Why Iontorrent PGM generates high percent of duplicates?

0

Entering edit mode

9.0 years ago

murali ▴ 110

Possible duplicate: Very High Percentage Of Reads Are Pcr Duplicates - Iontorrent

I am working on the cancer hotspot panel of Iontorrent data. I have generated the alignment (sorted bam file), then ran the mark duplicates module (MarkDuplicates.jar) of picard tools. Astonishingly, 96 percent of reads were duplicates.

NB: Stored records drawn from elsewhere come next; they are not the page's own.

PR #457, opened 2023-09-22
Minor change to wrap() to allow character wrapping

drtonyr:
This is a minor change to wrap() to take an optional argument.

If called with char=True then the code will wrap at character boundaries, not word boundaries.  This is useful in many places, especially where truncation is necessary as it reduces the amount of lost information.


drtonyr:
I'm going to close this, I don't fully understand wrap() as it stands.  I'll come back when I do, there's plenty of other work to be done...

PR #459, opened 2023-09-23
Small change to wasp.watch.drawable.string() so that text can be left justified.

drtonyr:
When width is set we can right and centre justify text, but the functionality for left justification was missing.

Example, running in the simulator:
```
>>> draw.fill(0xffff, 0, 0, 240, 240)
>>> draw.string('centre', 40, 40, width=160)
>>> draw.string('right', 40, 100, width=160, right=True)
>>> draw.string('left', 40, 160, width=160, right=False)
```
Screenshot_2023-09-23_09-33-41

It's worth noting the uses of the 'right' parameter at the moment:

samtools flagstat dedup_reads.bam
#################################################################
55194 + 0 in total (QC-passed reads + QC-failed reads)
0 + 0 secondary
0 + 0 supplementary
52176 + 0 duplicates
54227 + 0 mapped (98.25%:-nan%)
0 + 0 paired in sequencing
0 + 0 read1
0 + 0 read2
0 + 0 properly paired (-nan%:-nan%)
0 + 0 with itself and mate mapped
0 + 0 singletons (-nan%:-nan%)
0 + 0 with mate mapped to a different chr
0 + 0 with mate mapped to a different chr (mapQ>=5)
######################################################

What are the possible reasons for getting such high number of duplicates for Iontorrent data?

Mark duplicates picard tools Amplicon seq • 2.3k views

ADD COMMENT • link updated 14 months ago by Ram 43k • written 9.0 years ago by murali ▴ 110

Ram · Answer 1 · 2015-05-04

Because you've used an amplicon assay, it's nothing to do with your sequencing platform.

By the very nature of what you've done (used PCR for target enrichment) you're going to end up with basically everything duplicated. Don't deduplicate amplicon data. You can only do this with hybridisation-based enrichment strategies and/or whole genome sequencing - anything where you've randomly fragmented your DNA before library preparation.